There’s also the thing of pitching the quality of shots against each other. Some of the visual splendours of this movie are sharp and clear while other kinds of shots, often close-ups shot at night, are grainy. Probably a limitation of the equipment but one which seems to be something to be worked with rather than against is my guess from what I’ve seen so far of this director’s work. Certainly there’s an absolutely astonishing level of control over the tonal qualities of the shots on display in this one... whiter than white, blown out tones juxtaposed with dark blacks and very few greys in some sequences give the film an extra lift which a lesser director might not have thought of as an enhancement to the artificiality of this world, which in some ways perhaps owes a debt to Melville, to whom this movie is dedicated to at the start.
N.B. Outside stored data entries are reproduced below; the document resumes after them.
PR #2397, opened 2026-08-05
fix(linux): honor OPENCODE_PORT in the OpenCode systemd unit

patil2001:
## Summary

`OPENCODE_PORT` is a documented, schema-validated env var (`ods/.env.schema.json`, default 3003) that `ports.json` declares via `env_var: OPENCODE_PORT`, and it is honored on Windows (`installers/windows`). On Linux it was silently ignored: `ods/opencode/opencode-web.service` hardcoded `--port 3003` and the phase that renders the unit (`ods/installers/phases/07-devtools.sh`) substituted `__HOME__`, `__OPENCODE_BIN__`, and `__OPENCODE_BIN_DIR__` but had no port placeholder. A configured `OPENCODE_PORT` therefore never reached the service, which bound 3003 while the dashboard/health reported the configured port.

## AI Assistance

AI-assisted repository search and edge-case enumeration were used to trace where the Linux unit is rendered, cross-check the Windows handling of `OPENCODE_PORT`, and design the placeholder-render guard pattern to mirror the host-agent block.

## Release Lane

- [x] Mainline

## Changed Surface

- [x] Core runtime

## Validation

```
bash -n ods/installers/phases/07-devtools.sh
bash -n ods/opencode/opencode-web.service
git diff --check
```


patil2001:
Posting the rationale: fix(linux): honor OPENCODE_PORT in the OpenCode systemd unit. This is a contained fix for an edge case that would otherwise leave the stack in the wrong state on that path.

PR #2398, opened 2026-08-05
fix(macos): honor OPENCODE_PORT in the OpenCode LaunchAgent

patil2001:
## Summary
OPENCODE_PORT (default 3003) is honored on Windows but silently ignored by the macOS OpenCode LaunchAgent: the install-macos.sh plist heredoc hardcoded `--port 3003`. This change reads OPENCODE_PORT from `.env` via the existing `read_env_value` helper (with numeric validation, falling back to 3003) and interpolates it into the plist plus the status/manual-start messages.

## AI Assistance
This change was implemented with the assistance of an AI coding agent (opencode). The agent localized the OpenCode block, applied the port read/interpolation, and verified with `bash -n` and `git diff --check`.

## Release Lane
- [x] Mainline

## Changed Surface
- [x] Installer

## Validation
- `bash -n ods/installers/macos/install-macos.sh` passes
- `git diff --check` passes

### DIFF
--- a/ods/installers/macos/install-macos.sh
+++ b/ods/installers/macos/install-macos.sh
@@ -2854,7 +2854,7 @@ for service in (data.get("services") or {}).values():
         ai_ok "OpenCode configured for ${_opencode_model} at ${_opencode_base_url}"
         unset _opencode_model _opencode_port _opencode_bind _opencode_host \
             _opencode_switchboard_mode \
-            _opencode_base_url _opencode_api_key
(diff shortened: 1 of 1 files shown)


patil2001:
The why behind this change: fix(macos): honor OPENCODE_PORT in the OpenCode LaunchAgent. This is a contained fix for an edge case that would otherwise leave the stack in the wrong state on that path.

PR #2399, opened 2026-08-05
fix(installer): probe OpenCode health on the configured port

patil2001:
## Summary

`ods/installers/phases/12-health.sh` hardcoded `127.0.0.1:3003` for the OpenCode health probe even though `OPENCODE_PORT` is a documented env var (default 3003) that is honored on Windows. The probe now resolves the port from `.env` with numeric validation so the health check tracks the actual binding.

## AI Assistance

AI-assisted repository search and edge-case enumeration. The author reviewed the implementation and is responsible for the final diff.

## Release Lane

## Changed Surface

- [x] Installer

## Validation

- `bash -n ods/installers/phases/12-health.sh` - passed.


patil2001:
Why this is necessary: fix(installer): probe OpenCode health on the configured port. This is a contained fix for an edge case that would otherwise leave the stack in the wrong state on that path.

PR #2400, opened 2026-08-05
fix(installer): print the configured OpenCode port in summary

patil2001:
## Summary
- `13-summary.sh` printed OpenCode's URL at hardcoded port `3003` in both the service list and the access-card.
- `OPENCODE_PORT` is documented in `.env` (default `3003`), so the printed URL was wrong whenever a user configured a different port.
- Resolve `OPENCODE_WEB_PORT` once from `$INSTALL_DIR/.env` (falling back to `3003` when unset/non-numeric) and interpolate it into both lines.
- The `systemctl --user is-active opencode-web` gate is unchanged.

## AI Assistance
This change was implemented with assistance from an AI coding agent.

## Release Lane
- [x] Mainline
- [ ] Other

## Changed Surface
- [ ] Core
- [x] Installer
- [ ] CLI
- [ ] Dashboard
- [ ] Dashboard API
- [ ] Extensions / Services
- [ ] Docs
- [ ] CI

## Validation
- `bash -n ods/installers/phases/13-summary.sh` — passes
- `git diff --check` — clean

### DIFF
--- a/ods/installers/phases/13-summary.sh
+++ b/ods/installers/phases/13-summary.sh
@@ -120,6 +120,9 @@ fi
 bootline
 echo -e "${BGRN}ALL SERVICES${NC}"
 bootline
+# Resolve OpenCode's configured port once (OPENCODE_PORT is documented in .env)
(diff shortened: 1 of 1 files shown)


patil2001:
Adding context for reviewers: fix(installer): print the configured OpenCode port in summary. This is a contained fix for an edge case that would otherwise leave the stack in the wrong state on that path.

And it’s not just in the nature of the way events have been captured... or in this case perhaps I should say “corralled”. Like some of Melville's work, the film deals with the solitude of the individual and further establishes the alienation of people fragmented by the very technology which is designed to bring them closer together. An immersion into a proxy world created by technology as opposed to experiencing the rituals of their communication in the presence of other people. This is no better demonstrated than in a sequence where one character plays a first person shooter video game across the internet with a “friend”. It’s like the people in this movie are only ever prodded into some semblance of awareness when they are filtering their experiences directly through technology... such as a phone line, the internet or a television set.
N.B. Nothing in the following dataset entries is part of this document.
PR #2401, opened 2026-08-05
fix(dashboard-api): honor OPENCODE_PORT for the OpenCode host service

patil2001:
## Summary
- The dashboard host-systemd probe and the coding-feature link resolved OpenCode's external port from the static manifest (`external_port`, default 3003).
- `OPENCODE_PORT` is a documented env var honored on Windows, but when it differed from 3003 the dashprobe checked port 3003 and reported `not_deployed`, and the "Open OpenCode" link pointed at the wrong port.
- Added `_effective_external_port` (helpers.py) and `_svc_external_port` (routers/features.py) to resolve the live external port for the `opencode` service from `OPENCODE_PORT`, matching existing manifest semantics (`external_port_env: OPENCODE_PORT`).
- Health probing keeps its fail-closed behavior (port <= 0 → `not_deployed`).

## AI Assistance
This change was implemented with the assistance of an AI coding agent (opencode). The agent read the relevant manifests and router/helper code, then applied a minimal, scoped fix. The resulting diff is small (23 insertions, 3 deletions) and confined to the dashboard-api backend; no frontend was touched.

## Release Lane
- [x] Mainline

## Changed Surface
- [ ] Dashboard UI
- [x] Core runtime

## Validation
- `python3 -m py_compile ods/extensions/services/dashboard-api/helpers.py ods/extensions/services/dashboard-api/routers/features.py` passes.
- `git diff --check` passes.
- Minimal diff preserves existing file line endings and formatting.

### DIFF
--- a/ods/extensions/services/dashboard-api/helpers.py
+++ b/ods/extensions/services/dashboard-api/helpers.py
@@ -22,6 +22,16 @@ from host_agent_client import AgentClientError, async_request_json as request_ag
 from models import ServiceStatus, DiskUsage, ModelInfo, BootstrapStatus
 
 
+def _effective_external_port(service_id: str, config: dict) -> int:
+    """Return the live external port for a host service, honoring OPENCODE_PORT."""
+    candidate = config.get("external_port", config.get("port", 0))
+    if service_id == "opencode":
+        raw = os.environ.get("OPENCODE_PORT", "")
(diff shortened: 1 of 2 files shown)


patil2001:
Motivation for this one: fix(dashboard-api): honor OPENCODE_PORT for the OpenCode host service. This is a contained fix for an edge case that would otherwise leave the stack in the wrong state on that path.

PR #2402, opened 2026-08-05
fix(installer): clamp fresh OpenCode config output to context

patil2001:
## Summary

`_opencode_write_fresh` in `ods/installers/phases/07-devtools.sh` wrote a hardcoded model `limit.output` of `32768` even when `MAX_CONTEXT` was smaller, while the jq rewrite path, the macOS writer, and the host-agent all clamp to `min(32768, context)`. An output limit above the model context is rejected by OpenCode/llama.cpp. The fresh-template writer now clamps to the configured context.

## AI Assistance

AI-assisted edge-case enumeration. The author reviewed the implementation and is responsible for the final diff.

## Release Lane

## Changed Surface

- [x] Installer

## Validation

- `bash -n ods/installers/phases/07-devtools.sh` - passed.

### DIFF
--- a/ods/installers/phases/07-devtools.sh
+++ b/ods/installers/phases/07-devtools.sh
@@ -191,6 +191,8 @@ else
         # and as deterministic recovery when the jq rewrite path finds an
         # existing malformed file it cannot parse (issue #332).
         _opencode_write_fresh() {
+            local _opencode_output=32768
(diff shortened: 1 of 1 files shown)


patil2001:
Posting the rationale: fix(installer): clamp fresh OpenCode config output to context. This is a contained fix for an edge case that would otherwise leave the stack in the wrong state on that path.

PR #2403, opened 2026-08-05
fix(windows): clamp OpenCode config output to context

patil2001:
## Summary

The Windows OpenCode config writers (`New-WindowsOpenCodeConfigObject` and `Update-WindowsOpenCodeConfigObject`) hardcoded `limit.output = 32768`, which exceeds the model context on smaller-context installs and is rejected by OpenCode/llama.cpp. Both now clamp to `min(32768, context)` to match the Linux/macOS writers and the host-agent.

## AI Assistance

AI-assisted edge-case enumeration. The author reviewed the implementation and is responsible for the final diff.

## Release Lane

## Changed Surface

- [x] Installer

## Validation

- PowerShell parse check on `ods/installers/windows/lib/opencode-config.ps1` - passed.

### DIFF
--- a/ods/installers/windows/lib/opencode-config.ps1
+++ b/ods/installers/windows/lib/opencode-config.ps1
@@ -49,8 +49,8 @@ function New-WindowsOpenCodeConfigObject {
                     $ModelId = [pscustomobject]@{
                         name = $ModelName
                         limit = [pscustomobject]@{
-                            context = $ContextLimit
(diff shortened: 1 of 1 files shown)


patil2001:
The why behind this change: fix(windows): clamp OpenCode config output to context. This is a contained fix for an edge case that would otherwise leave the stack in the wrong state on that path.

PR #2407, opened 2026-08-05
fix(bootstrap): restart Windows OpenCode web after a model swap

patil2001:
## Summary

`sync_windows_opencode_config` in `ods/scripts/bootstrap-upgrade.sh` refreshed the Windows OpenCode config file on a model swap but never restarted the running `opencode web` process, so a live session kept serving the pre-swap model route (Linux/macOS get this restart from the host-agent). After a successful config sync the function now stops the ODS-managed listener and relaunches it via the `ODSOpenCodeWeb` scheduled task, verifying the process came back. The whole step is non-fatal.

## AI Assistance

AI-assisted cross-platform lifecycle enumeration. The author reviewed the implementation and is responsible for the final diff.

## Release Lane

## Changed Surface

- [x] Core runtime

## Validation

- `bash -n ods/scripts/bootstrap-upgrade.sh` - passed.

### DIFF
--- a/ods/scripts/bootstrap-upgrade.sh
+++ b/ods/scripts/bootstrap-upgrade.sh
@@ -521,9 +521,68 @@ sync_windows_opencode_config() {
         sync_script_arg=$(cygpath -w "$sync_script")
     fi
 
-    log "Refreshing Windows OpenCode config for model: $FULL_GGUF_FILE"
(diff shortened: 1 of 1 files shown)


patil2001:
Why this is necessary: fix(bootstrap): restart Windows OpenCode web after a model swap. This is a contained fix for an edge case that would otherwise leave the stack in the wrong state on that path.

PR #2411, opened 2026-08-05
fix(dashboard): tolerate features missing requirements

patil2001:
## Summary

`config.py` warns when a feature manifest is missing optional metadata but never validates the `requirements` block. A third-party feature entry without `requirements` raised a `KeyError` that 500'd the entire `/api/features` endpoint. This change defaults the block to `{}` in `calculate_feature_status`, so such entries are served with empty requirements instead of crashing the response.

Nobody in this movie is in any way happy and most of the time they are missing what’s right in front of them. Even when people (as in couples) are together, their disassociation is made blatant either by a visual highlight of the shot or by an attitude of indifference by the characters, all of whom are very much individuals rather than “other halfs”... a bleak world view which is brought to us by Rashidi in a crisply framed environment, bringing the fragmentation of the many pieces into sharp relief by virtue of the sheer beauty of some of those sequences.
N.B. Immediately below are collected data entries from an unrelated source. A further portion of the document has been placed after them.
PR #196, opened 2022-06-03
Handle missing Rasdaman coverages

charparr:
This PR provides a more general handling of missing Rasdaman coverages. The motivation for this PR was to prevent changes within and between the various Rasdaman servers (Zeus, Apollo) from blocking development on the API. In this PR an exception provides a specific warning message if the DescribeCoverage request to Rasdaman fails.

To test this behavior:

 - Point the API to Apollo
     - `export API_RAS_BASE_URL=http://apollo.snap.uaf.edu:8080/rasdaman/`
 - Edit Line 34 on `alfresco.py` such that coverage name for relative flammability is incorrect and doesn't match what is on Apollo, e.g., change `alfresco_relative_flammability_30yr` to `FOOalfresco_relative_flammability_30yr`
 - Run the API
 - Confirm that you observe a terminal error message, it should read: "Warning: Coverage 'FOOalfresco_relative_flammability_30yr' is missing from the Rasdaman server http://apollo.snap.uaf.edu:8080/rasdaman/ you are using."
 - Endpoints that hit this coverage will hit a TypeError (try http://localhost:5000/alfresco/flammability/point/65.0628/-146.1627) but other endpoints should work as expected. Failing with that error isn't ideal and it should probably 404 instead, but we'll need to deal with that on a per-endpoint basis and is probably beyond the scope of this PR.

### DIFF
--- a/fetch_data.py
+++ b/fetch_data.py
@@ -358,21 +358,27 @@ def parse_meta_xml_str(meta_xml_str):
 
 
 async def get_dim_encodings(cov_id):
-    """Get the dimension encodings from a rasdaman
-    coverage that has the encodings stored in an
-    "encodings" attribute
+    """Get the dimension encodings that map integer values to descriptive strings from a
+    Rasdaman coverage that stores the encodings in a metadata "encodings" attribute. We
+    handle exceptions where the coverage we are requesting encodings from does not exist
+    on the backend to prevent Rasdaman work from blocking API development.
 
     Args:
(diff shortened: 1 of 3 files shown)


cstephen (approved):
I tested this with different combinations of missing coverages, pointed at both Apollo and Zeus. It behaved as expected in all cases, and the coverages that existed continued to work. This is a great improvement!

PR #200, opened 2022-06-14
Modify snow endpoint to use mm units with no decimal places.

charparr:
This endpoint is being updated to return SI units with appropriate levels of precision. In this case, this means changing inches to millimeters with no decimal places.

To test this endpoint visit http://localhost:5000/mmm/snow/snowfallequivalent/hp/61.5/-147 and confirm that the results are as follows:

```
{
  "historical": {
    "sfemax": 4876, 
    "sfemean": 3701, 
    "sfemin": 2946
  }, 
  "projected": {
    "sfemax": 3945, 
    "sfemean": 3419, 
    "sfemin": 2589
  }
}
```

You may also try a few other locations - all returned values should have no decimal places.

XREF these issues:
https://github.com/ua-snap/rasdaman-ingest/issues/35
https://github.com/ua-snap/rasdaman-ingest/issues/34

Note - the "Prettier" formatter on VSCode did a lot of formatting to the HTML that documents this endpoint.

### DIFF
--- a/routes/snow.py
+++ b/routes/snow.py
@@ -24,7 +24,7 @@ from config import WEST_BBOX, EAST_BBOX
 
 snow_api = Blueprint("snow_api", __name__)
 # rasdaman targets
-sfe_coverage_id = "mean_annual_snowfall"
+sfe_coverage_id = "mean_annual_snowfall_mm"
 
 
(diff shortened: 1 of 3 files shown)


BobTorgerson:
This all looks good to me!

PR #203, opened 2022-06-14
Round degree days to whole numbers, and MAGT to one decimal

### LINKED ISSUE #202: Round all degree days and design index values to whole numbers, and MAGT values to 1 decimal place

cstephen:
Closes #202.

To test:

- Try out some example URLs from the [Design Index](http://localhost:5000/design_index/point) and [Degree Days](http://localhost:5000/mmm/degree_days/) endpoints (+ try some lat/lon coordinates of your own). Every value returned from these endpoints should be rounded to a whole number.
- Try the [Permafrost](http://localhost:5000/permafrost/point/) endpoint with several different lat/lon coordinates. Make sure all MAGT values are rounded to one decimal place.
- Observe that values in the example output in the documentation pages linked above match the expected decimal precision.

### DIFF
--- a/routes/degree_days.py
+++ b/routes/degree_days.py
@@ -257,7 +257,7 @@ def package_dd_point_data(point_data, var_ep, horp):
             year_index = 0
             for value in v_li:
                 if year in years:
-                    point_pkg[model][years[year_index]] = {"dd": value}
+                    point_pkg[model][years[year_index]] = {"dd": round(value)}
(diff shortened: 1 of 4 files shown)


charparr (approved):
I ran degree and permafrost queries for quite a few locations and they all returned properly rounded values (no decimals for degree days, one decimal for temperatures). The updates to the documentation are also correct.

Once again, Rouzbeh Rashidi gives us a challenging film which is both a joy to receive on a visual level but which is challenging by deference to its lack of fulfilment of the blatant promise of narrative cohesiveness... characters are set up and intercut from sequence to sequence, but this just serves to enhance the tension of the lack of closure, or sometimes even explanation, as to the nature of the way in which any of these characters may, or may not, relate.
Unfortunately, as I’ve said before in regards to Rashidi’s work, I don’t see how this kind of cinema can cross over into making an impact on the mainstream cinema goer... and whether thats a desire of this director or not is something only he will know. However, it is a quite brilliant exemplification of cinema as art and any lover of film and the language of film will probably find something interesting peeking out from between the frames at them. I found it, once again, a most refreshing movie to watch and it has my full recommendation if you can get an opportunity to see it. I'm looking forward to sampling some more of this director’s work in the near future.